Enjoy school and good luck!
Career Path Thoughts (both obvious and obscure!):
Financial Aid (Scholarships/Grants):
Ask for What You Want:
It's not so much about WHAT you study but more about HOW you apply to the real world. By this, I mean that all of the non-STEM majors in Liberal Arts are about equal--there's not one particular major that stands out in terms of future salary. What is a definite better predictor of salary is whether or not you are able to market yourself, able to identify what makes you valuable to an employer, able to use job searching strategies to the fullest, able to network effectively, able to get internships/research/leadership positions/extracurricular activities during your college years, able to clearly define your career path and follow it, etc.

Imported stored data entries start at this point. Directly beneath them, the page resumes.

PR #771, opened 2021-12-08
lexer: allow extglob wildcards as function names

### LINKED ISSUE #739: syntax: got `"}" can only be used to close a block` on a seemingly normal block
I'm struggling to understand what's wrong with this sample:
```console
$ shfmt
@() {
    echo "$@"
}
@ hello world\!
<standard input>:3:1: "}" can only be used to close a block
```

riacataquian:
the lexer assumes an extglob token if any of the wildcards expressions
(such as `@`, and `+`) are succeeded by a left parenthesis but that
proves to be an issue if the wildcard is used as a function name.

example input:
```
$ cat in.sh
@() {
  echo "$@";
}
```

`bash` and `gosh` comparison:
```
$ bash ./in.sh
hello
$ ./gosh in.sh
in.sh:5:1: "}" can only be used to close a block
```

given `in.sh`, gosh reports about a syntax error - this is because
a closing bracket is found while the lexer isn't assuming a function
block

fix the issue by assuming a function if one of the conditions below is
true:
* if the expression is found at the beginning of the statement or if its
  preceded by a "function"
* if `(` is immediately succeeded by a `)` - although this is a valid
  bash syntax, we'll operate on the likelihood that it is a function

fixes #739

### DIFF
--- a/syntax/lexer.go
+++ b/syntax/lexer.go
@@ -290,7 +290,7 @@ skipSpace:
 				p.advanceLitNone(r)
 			}
 		case '?', '*', '+', '@', '!':
-			if p.peekByte('(') {
+			if p.tokenizeGlob() {
 				switch r {
 				case '?':
 					p.tok = globQuest
@@ -344,6 +344,28 @@ skipSpace:
 	if p.err != nil && p.tok != _EOF {
 		p.tok = _EOF
 	}
+}
+
+// tokenizeGlob determines whether the expression should be tokenized as a glob literal
+func (p *Parser) tokenizeGlob() bool {
+	if p.val == "function" {
+		return false
+	}
+	// NOTE: empty pattern list is a valid globbing syntax, eg @()
+	// but we'll operate on the "likelihood" that it is a function;
+	// only tokenize if its a non-empty pattern list
+	if p.peekBytes("()") {
+		return false
+	}
+	return p.peekByte('(')
+}
+
+func (p *Parser) peekBytes(s string) bool {
+	for p.bsp+(len(p.bs)-1) >= len(p.bs) {
+		p.fill()
+	}
+	bw := p.bsp + len(s)
+	return bw < len(p.bs) && bytes.HasPrefix(p.bs[p.bsp:bw], []byte(s))
 }
 
 func (p *Parser) peekByte(b byte) bool {
@@ -882,7 +904,7 @@ loop:
 			tok = _Lit
 			break loop
 		case '?', '*', '+', '@', '!':
-			if p.peekByte('(') {
+			if p.tokenizeGlob() {
 				tok = _Lit
 				break loop
 			}
--- a/interp/interp_test.go
+++ b/interp/interp_test.go
@@ -3117,6 +3117,20 @@ hello, world
 hello, world
 `,
 	},
+	{
+		// globbing wildcard as function name
+		`@() { echo "$@"; }; @ lala; function +() { echo "$@"; }; + foo`,
+		"lala\nfoo\n",
+	},
+	{
+		`      @() { echo "$@"; }; @ lala;`,
+		"lala\n",
+	},
+	{
+		// globbing wildcard as function name but with space after the name
+		`+ () { echo "$@"; }; + foo; @ () { echo "$@"; }; @ lala; ? () { echo "$@"; }; ? bar`,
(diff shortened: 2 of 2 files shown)


syntax/lexer.go
```diff
@@ -346,6 +346,26 @@ skipSpace:
...
+	}
+	// it must not be a globbing if its at the beginning of a statement or
+	// if its preceded by "function"
+	if p.pos.Col() == 1 || p.val == "function" {
+		return false
+	}
+	// its must not be a globbing if left parens is succeeded by a right parens
+	// NOTE: empty pattern list is a valid globbing syntax, eg @()
+	// but we'll operate on the "likelihood" that it is a function
+	if len(p.bs) > p.bsp+p.w {
```
mvdan, line 363: wouldn't func declarations be already covered by the `if` above?

syntax/lexer.go
```diff
@@ -346,6 +346,26 @@ skipSpace:
...
 
+// isExprGlob determines whether the expression is an extglob wildcard literal
+func (p *Parser) isExprGlob() bool {
+	leftParen := p.peekByte('(')
+	if !leftParen {
+		return false
+	}
+	// it must not be a globbing if its at the beginning of a statement or
+	// if its preceded by "function"
+	if p.pos.Col() == 1 || p.val == "function" {
```
mvdan, line 357: hmm, I don't think `p.pos.Col() == 1` is right; I can declare a function like:

```
# three spaces first
   f() { body; }
```

mvdan (commented):
I think a more reliable condition would be:

when I see `@`, if I peek the next two bytes to be exactly `()`, don't tokenize as a glob.

The slight wrinkle there is that, currently, we only have `peekByte` which only looks one byte ahead. However, looking two bytes ahead is still reasonable - we only need to be worried about peeking a large or unbounded amount of bytes. So, mimicking `peekByte`, you can imagine a `peekBytes` call - taking a string, ensuring that the buffer has enough bytes for it via `fill`, and then comparing with e.g. `bytes.HasPrefix`.

riacataquian:
Thanks for the helpful inputs @mvdan, I added `peekBytes` and it seems a lot cleaner now. I didn't put any restrictions to the length of the string in question/for comparison, thought I'd leave that to the discretion of the caller.

syntax/lexer.go
```diff
@@ -346,6 +346,29 @@ skipSpace:
...
+	// but we'll operate on the "likelihood" that it is a function;
+	// only tokenize if its a non-empty pattern list
+	if p.peekBytes("()") {
+		return false
+	}
+	return p.peekByte('(')
+}
+
+func (p *Parser) peekBytes(s string) bool {
+	if p.bsp == len(p.bs) {
```
mvdan, line 364: use len(s) here

mvdan (approved):

syntax/lexer.go
riacataquian: hmm sorry, I don't think I understand. my understanding is, with `p.bsp == len(p.bs)`, the intention is to load more bytes from the source if we're at the last bit. 

do you mean `len(s) > len(p.bs)` as in, if `p.bs` doesn't have enough bytes to compare with `s` load more to the buffer? wouldn't `p.bsp == len(p.bs) || len(s) > len(p.bs)` make more sense?

mvdan: Think of `peekByte(b byte)` as a shortcut for `peekBytes(s string)` where `len(s) == 1`. It does `if p.bsp == len(p.bs)` as an equivalent to `if p.bsp >= len(p.bs)`; it just needs one byte, and `p.bsp` is the position of the next byte within `bs`, so that's enough.

In `peekBytes`, you want to peek `len(s)` bytes, not just one. So the right check seems to be `if p.bsp + (len(bs)-1) >= len(p.bs)`.

Another question here is how `p.fill` only guarantees to fill at least one byte. So I think you should swap `if` for `for`; otherwise, if you need to peek 2 bytes and you have 0, one `fill` call could fill just one byte, so you'd need to call it again.

tl;dr:

```
for p.bsp + (len(bs)-1) >= len(p.bs) {
    p.fill()
}
```

riacataquian: I totally misunderstood. Thanks for the thorough explanation :)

Go to your career counselor to learn how to identify transferable skills you've gained, how to write about your experiences on your resume so they stand out, and more. Go to them as many times as you can. There is no easy shortcut or magical major you can choose that will instantly make you lots of money. It takes hard work and luck to get to where you want to be, so take advantage of your college's free career resources while you can.
The best STEM majors to pursue in the Liberals Arts would include a lot of courses requiring math and sciences. Some examples of these careers are nursing (have to enjoy taking care of others and working within the medical field), construction management, finance (you’ll need to have a good background in mathematics and enjoy problem-solving), accounting, international business (requires traveling).
Each career is unique and you should chose on what most interests you because you want to be able to enjoy your job and no think of it as something to pay off loans. I always suggest making a pros and cons list to help narrow your choices.